ライオン、狼、豹、キリン。素人の趣味のレベルではないことはすぐにわかった。
この絵に惚れる人がいるのも無理はない魅力がある。
「すごい…… 絵には全く無知なもので細かいことはよくわからないのですが、引き込まれる素晴らしい絵ですね」
「ありがとうございます。けれど全然売れなくて。商社で商品開発の仕事をしてるのですがなかなか仕事の合間に描く時間も取れないので、来月は嫁の出産予定日なのできっぱりと辞めることにします」
安藤君は家庭持ちか。こんなにいい絵を描くのに残念だ。僕のそんな感情が顔に出ていたのか、安藤君は察して言った。
「家族がなにより大切ですからね。それと比べれば趣味の一つを諦めることなんてなんでもないですよ。あなたはお仕事はなにを?」
「僕は企業所属でライターの仕事を。独身なので家族を持つ幸せがまだわからないんですよ」
「大変そうな仕事ですね。お互い健康には気をつけていないとですね」
そのあとも、趣味や子どもの頃に流行ったものなどの話に花を咲かせた。ここのモツ煮は最高だ。今日は特に酒が進んだ。

安藤君は真っ直ぐで誰から見ても好青年というような印象の人だった。
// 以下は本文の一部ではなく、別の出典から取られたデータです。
Issue #143, opened 2022-03-09
Discrepancy in documentation


misozask:
Please update the documentation of `amount` in https://docs.gateway.clearhaus.com/#authorizations
10 digits are not allowed, just 9.

![image](https://user-images.githubusercontent.com/32176893/157469174-2e330a4f-9bd2-495e-99f9-0e492a22b028.png)

mt-clearhaus:
@misozask Thank you very much for reporting this. I have created https://github.com/clearhaus/gateway-api-docs/pull/144.

PR #144, opened 2022-03-09
Correct regular expressions for amount

mt-clearhaus:
Fixes https://github.com/clearhaus/gateway-api-docs/issues/143.

### DIFF
--- a/source/index.html.md
+++ b/source/index.html.md
@@ -555,7 +555,7 @@ Exactly one payment method must be used.
 
 <dl class="dl-vertical">
   <dt>amount
-    <span class="type">[0-9]{1,10}</span>
+    <span class="type">(0|[1-9][0-9]{,8})</span>
   </dt>
   <dd>
     Amount in minor units of given currency (e.g. cents if in Euro).
@@ -1283,7 +1283,7 @@ POST https://gateway.clearhaus.com/authorizations/:id/captures
 
 <dl class="dl-vertical">
   <dt>amount
-    <span class="type">[1-9][0-9]{1,9}</span>
+    <span class="type">[1-9][0-9]{,8}</span>
   </dt>
   <dd>
     Amount in minor units of given currency (e.g. cents if in Euro).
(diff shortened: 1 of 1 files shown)


ct-clearhaus (approved):
👍

misozask:
Are you sure that `(0|[1-9][0-9]{,8})` is correct regex?
I assume it should rather be `^(0|[1-9][0-9]{0,8})$`

mt-clearhaus:
`^` and `$` are implied in the regexes mentioned in the documentation. It is optional but valid to leave out `0` in a quantifier.

misozask:
`{,8}` is valid? Doesn't look like as 
> {,8} matches the characters {,8} literally (case sensitive)
 https://regex101.com/r/GV0qpX/1

misozask:
> ^ and $ are implied in the regexes mentioned in the documentation

Somehow I can't find it ...

mt-clearhaus:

鬱屈したところを感じない素直な性格に見えた。来月産まれる予定の子どもの話になると自然と笑顔になっていた。
「では、あんまり遅くまでいられないですからね。今日はどうも。もう当分ここには来れないですが、またお会いできたら一緒に飲みましょう」
「こちらこそ、今日は時間取らせて申し訳ない。ありがとうございました。早めの出産祝いってことで今日は出させてください。元気なお子さんが生まれることを祈っています」
いやいやそんな、と断るのを制止してそのまま帰るように促した。安藤君は深々と一礼して先に帰っていった。その背中を眺めていた。
(卒業しちゃうんだな)
安藤君と呼ばれていたことしかわからない彼の絵を目にする機会はもう二度とないだろう。
少し感傷に浸りながら酒を煽った。
(けど……)
家庭を持ちたい気持ちは僕にも強くあった。その時には僕も卒業するんだろうか。